CURRENT AFFAIRS | 20 APRIL 2026
CLAT GK + CONSTITUTIONAL LAW & RELEVANT AREA
On his two-day state visit to Colombo (19-20 April 2026), Vice-President C. P. Radhakrishnan did something that reshapes the Indian diaspora rulebook: he pushed the OCI card cut-off from the 4th to the 6th generation — but only for Indian-origin Tamils in Sri Lanka. That single announcement tethers three different strands — the Citizenship Act 1955, the Neighbourhood First doctrine, and India’s quiet cheque-book diplomacy ($450M Ditwah aid, co-financing the $2.9B IMF bailout). Pure CLAT passage fodder.
What happened?
During a community event in Colombo on 19 April 2026:
- OCI eligibility extended to the 5th and 6th generations of Indian-origin Tamils in Sri Lanka (earlier ceiling was the 4th generation / great-grandchildren).

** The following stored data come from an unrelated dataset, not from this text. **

PR #5862, opened 2023-08-08
fix: move and fix execution engine state update checks for online state

g11tech:
Noticed that PR -  fix: offline error message when node is shutting down #5797  was updating execution state from SYNCED to ONLINE since the checks for the same were not located at correct place which caused excessive logging: here is an example log:

```typescript
ph 0/2 0.022[Node-A/execution] info: Execution client became online oldState=SYNCED, newState=ONLINE
EL 5743: INFO [08-07|18:59:44.030] Imported new potential chain segment     number=2 hash=fd4af3..63ebe2 blocks=1 txs=0 mgas=0.000 elapsed="190.628µs" mgasps=0.000 dirty=698.00B
Eph 0/2 0.031[Node-A/execution] info: Execution client is synced oldState=ONLINE, newState=SYNCED
```

This PR fixes the same

### DIFF
--- a/packages/beacon-node/src/execution/engine/http.ts
+++ b/packages/beacon-node/src/execution/engine/http.ts
@@ -421,6 +421,14 @@ export class ExecutionEngineHttp implements IExecutionEngine {
 
     if (oldState === newState) return;
 
+    // The ONLINE is initial state and can reached from offline or auth failed error
+    if (
+      newState === ExecutionEngineState.ONLINE &&
+      !(oldState === ExecutionEngineState.OFFLINE || oldState === ExecutionEngineState.AUTH_FAILED)
+    ) {
+      return;
+    }
+
     switch (newState) {
       case ExecutionEngineState.ONLINE:
         this.logger.info("Execution client became online", {oldState, newState});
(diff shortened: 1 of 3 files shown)


nflaig (commented):
Do we really want to print out the enum values in all caps? `oldState=SYNCED, newState=ONLINE`

newState is already part of the message and oldState should be logged previously. There are also not that much changes of state where this would be helpful, most of the time it is from syncing to synced.

nazarhussain:
@g11tech That change will make the tests fail, will fix those and update the PR.

nazarhussain:
@nflaig The message is more descriptive, and having extra information and context does not harm, rather useful for log parsing for someone.

nflaig:
> The message is more descriptive, and having extra information and context does not harm

@nazarhussain maybe just add previous state then? The log message already contains the newState hence it is duplicated information. Maybe not all caps would be preferable as well

One other note, on startup we print this

```
info: Execution client is synced oldState=ONLINE, newState=SYNCED
```

This is confusing to me, does this mean the EL was not synced before? I know it doesn't but will the user know?

Before it just sayed `info: Execution client is synced` which was fine since it was rather just the state without any indication of what the previous state might have been

g11tech:
i think the current logging is informative as well as easily understood , we always print out enum in caps i think so i guess that is fine as well

nazarhussain (approved):

g11tech (commented):
looks good to me, @nazarhussain you may approve the PR and merge (I as author can't do the same)

PR #5865, opened 2023-08-08
fix: reset gossipsubDHigh param to 12

wemeetagain:
**Motivation**

- We now are doing less work since https://github.com/ChainSafe/lodestar/issues/5420

**Todo**
- [ ] Test in running node

**Description**

- set `gossipsubDHigh` to 12


dapplion:
CC @tuyennhv

twoeths (approved):
there are not a lot of traffic since we subscribe only 2 subnets since v1.10.0 so I think there is no risk, we're good to go

dapplion (approved):

PR #1223, opened 2025-12-23
feat: reduce HTML nesting and improve TableCell architecture

BouklifYacine:
- Create TableStructuredCell for tree-view/expandable functionality
- Simplify TableCell to be a pure composable wrapper with children prop
- Remove IconTextIcon usage in table context (eliminates extra wrapper div)
- Replace TanStack Row prop with primitive props (depth, isExpandable, isExpanded, onToggleExpand)
- Delete unused TableCellChips, TableCellDate, TableCellNumber components
- Add flex layout with gap for cell content via CSS

### DIFF
--- a/src/components/DataTable/cells/TableCell.scss
+++ b/src/components/DataTable/cells/TableCell.scss
@@ -22,9 +22,9 @@
 }
 
 .moonstone-TableCell {
+    gap: var(--spacing-nano);
     padding-right: var(--spacing-medium);
     padding-left: var(--spacing-medium);
-    gap: var(--spacing-nano);
 
     overflow-y: auto;
 


src/components/DataTable/cells/TableCell.tsx
```diff
@@ -69,10 +33,12 @@ const TableCellForwardRef: React.ForwardRefRenderFunction<HTMLTableCellElement,
                 {flexFluid: typeof width === 'undefined'},
                 className
             )}
-            style={{width: width}}
+            style={{width}}
```
ffffffelix: Don't forget to add `props.style` to allow our user to add custom style here

src/components/DataTable/cells/TableStructuredCell.types.ts
```diff
@@ -0,0 +1,24 @@
...
+
+    /**
+     * Whether this row can be expanded (has children)
+     */
+    isExpandable: boolean;
+
+    /**
+     * Whether this row is currently expanded
+     */
+    isExpanded: boolean;
```
ffffffelix: Should this prop be optional? Because if the item is not expandable there is no reason to provide `isExpanded`

src/components/DataTable/cells/TableStructuredCell.tsx
```diff
@@ -0,0 +1,83 @@
...
+                    'textAlign' + capitalize(textAlign),
+                    'moonstone-verticalAlign' + capitalize(verticalAlign),
+                    {flexFluid: typeof width === 'undefined'},
+                    className
+                )}
+                style={{width}}
+                {...props}
+            >
+                {renderContent()}
+            </Typography>
```
ffffffelix: Maybe we should `call `TableCell` directly instead of duplicating the code`?

src/components/DataTable/cells/TableCell.tsx
```diff
@@ -65,14 +30,17 @@ const TableCellForwardRef: React.ForwardRefRenderFunction<HTMLTableCellElement,
...
                 'textAlign' + capitalize(textAlign),
+                'flexRow',
+                'alignCenter',
                 'moonstone-verticalAlign' + capitalize(verticalAlign),
                 {flexFluid: typeof width === 'undefined'},
+                scrollableClass,
                 className
             )}
-            style={{width: width}}
+            style={{width, ...style}}
```
ffffffelix: I prefer to do it with `...props.style ` in order to avoid to declare another prop to just manage custom style

src/components/DataTable/cells/TableCell.tsx
```diff
@@ -29,16 +30,17 @@ const TableCellForwardRef: React.ForwardRefRenderFunction<HTMLTableCellElement,
             className={clsx(
                 'moonstone-TableCell',
                 'textAlign' + capitalize(textAlign),
+                'flexRow',
```
ffffffelix: I think we need to add `gap: var(--spacing-nano)` to `.moonstone-TableCell`

ffffffelix (approved):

- Tamils form ~7% of Sri Lanka’s population; hill-country plantation Tamils are the primary beneficiaries.
- India announced fresh aid tranches including $450M Cyclone Ditwah relief.

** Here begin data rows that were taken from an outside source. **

PR #1226, opened 2026-01-02
feat: custom props to Table and show sort arrow on hover

BouklifYacine:


src/components/DataTable/table-cells/TableHeadCell.tsx
```diff
@@ -22,7 +22,8 @@ export const TableHeadCell: React.FC<TableHeadCellProps> = ({
 
     const sortClassName = isSortable && clsx(
         'moonstone-tableCellHead_sort',
-        {'moonstone-tableCellHead_sortActive': isActive}
+        {'moonstone-tableCellHead_sortActive': isActive},
+        {'moonstone-tableCellHead_sortHidden': !isActive}
```
ffffffelix: Instead of switching two classes, can we set it hidden by default and display it with `moonstone-tableCellHead_sortActive`

ffffffelix (changes requested):

PR #1229, opened 2026-01-06
refactor: refactor CardSelector thumbnail to use new Thumbnail component

BouklifYacine:


src/components/Thumbnail/Thumbnail.types.ts
```diff
@@ -0,0 +1,51 @@
...
+        /** Custom React element to render as thumbnail */
+        src: React.ReactElement;
+        alt?: never;
+        imgProps?: never;
+    }
+    | {
+        /** No src - renders fallback icon */
+        src?: undefined;
+        alt?: never;
+        imgProps?: never;
```
ffffffelix: Do we want to allow `imgProps` in that case to allow our user to add custom attribute to our thumbnail placeholder ?

src/components/CardSelector/CardSelector.types.ts
```diff
@@ -1,26 +1,22 @@
 import React from 'react';
 
-export type ThumbnailProps = {
+type BasicProps = Omit<React.ComponentPropsWithRef<'button'>, 'className' | 'id' | 'onClick'> & {
```
ffffffelix: Can we use the prop definition from the `Thumbnail` component to ensure consistent typing? Do we want to use the same prop name (`thumbnail`, `thumbnailAlt`) for both components?

ffffffelix (changes requested):

PR #1232, opened 2026-01-07
feat: Creating test for the new datatable component

BouklifYacine:


src/components/DataTable/cells/TableCell.spec.tsx
```diff
@@ -0,0 +1,150 @@
...
+        it('should render chevron right when expandable and not expanded', () => {
+            render(
+                <TableWrapper>
+                    <TableCell isExpandable depth={0} isExpanded={false}>Content</TableCell>
+                </TableWrapper>
+            );
+            // Search for chevron right icon (usually based on class or svg title if available)
+            // Moonstone icons usually have specific classes or we can check presence
+            // The code renders <ChevronRight className="moonstone-marginRightNano"/>
+            expect(document.querySelector('.moonstone-marginRightNano')).toBeInTheDocument();
```
ffffffelix: I guess it will be better to check `aria-expanded` instead of the presence of a class that it's not related to the expansion of the node?
We can also rewrite the description of the test to match what we test.

src/components/DataTable/TableRow/TableRow.spec.tsx
```diff
@@ -0,0 +1,142 @@
...
+    describe('State Classes', () => {
+        it('should apply isSelected class', () => {
+            render(
+                <TableWrapper>
+                    <TableRow isSelected data-testid="row">
+                        <td>Content</td>
+                    </TableRow>
+                </TableWrapper>
+            );
+            expect(screen.getByTestId('row')).toHaveClass('moonstone-TableRow-selected');
```
ffffffelix: It can be more relevant and semantic to test `aria-selected` instead of a specific class

src/components/DataTable/TableRow/TableRow.spec.tsx
```diff
@@ -0,0 +1,142 @@
...
+            <TableWrapper>
+                <TableRow ref={ref}>
+                    <td>Content</td>
+                </TableRow>
+            </TableWrapper>
+        );
+        expect(ref.current?.tagName).toBe('TR');
+    });
+
+    it('should forward className', () => {
```
ffffffelix: Change the label to `should add custom className`

src/components/DataTable/utils/utils.spec.tsx
```diff
@@ -0,0 +1,164 @@
...
+                // In de-DE, decimal separator is comma or different formatting.
+                // Simple checking presence of numbers
+                expect(result).not.toBeNull();
+            });
+        });
+
+        describe('renderDate', () => {
+            it('should format date', () => {
+                const date = new Date('2023-01-01T00:00:00Z');
+                expect(renderDate({value: date})).not.toBeNull();
```
ffffffelix: Same, we should apply some option to be sure the formatting is applied

src/components/DataTable/DataTable.spec.tsx
```diff
@@ -0,0 +1,264 @@
...
+                    data={data}
+                    columns={columns}
+                    primaryKey="id"
+                />
+            );
+
+            // Initial order: Alice (30), Bob (25), Charlie (35)
+            // Let's sort by Age
+            const ageHeader = screen.getByText('Age');
+            fireEvent.click(ageHeader);
```
ffffffelix: As with other tests I prefer to use `userEvent`

src/components/DataTable/DataTable.spec.tsx
```diff
@@ -0,0 +1,264 @@
...
+
+            // Find checkbox for first row
+            // The first row of data is index 1 in role='row' (0 is header)
+            // But Checkbox component structure might vary.
+            // Rows have checkboxes.
+            const checkboxes = screen.getAllByRole('checkbox');
+            // Index 0 might be "Select All".
+
+            // Select first data row
+            await user.click(checkboxes[1]);
```
ffffffelix: From the previous comment, and the comment above can be removed.

```suggestion
            await user.click(firstRowCheckbox);
```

- Bilateral talks covered fishermen issues, the $2.9B IMF debt-restructuring deal India co-financed, and 13th Amendment implementation.
Constitutional Framework
- Art 5-11: Citizenship provisions of the Constitution.
- Art 9: Voluntary acquisition of foreign citizenship terminates Indian citizenship — i.e. NO dual citizenship.
- Art 11: Parliament’s plenary power to make any provision on citizenship.
- Citizenship Act 1955 Sec 7A-7D: Governs the OCI Cardholder scheme (Sec 7A registration, 7B rights, 7D rules).
- Sec 7A(1): Uses the great-grandchild (4th gen) benchmark — the 6th-gen carve-out is exercised via Sec 7D rule-making power.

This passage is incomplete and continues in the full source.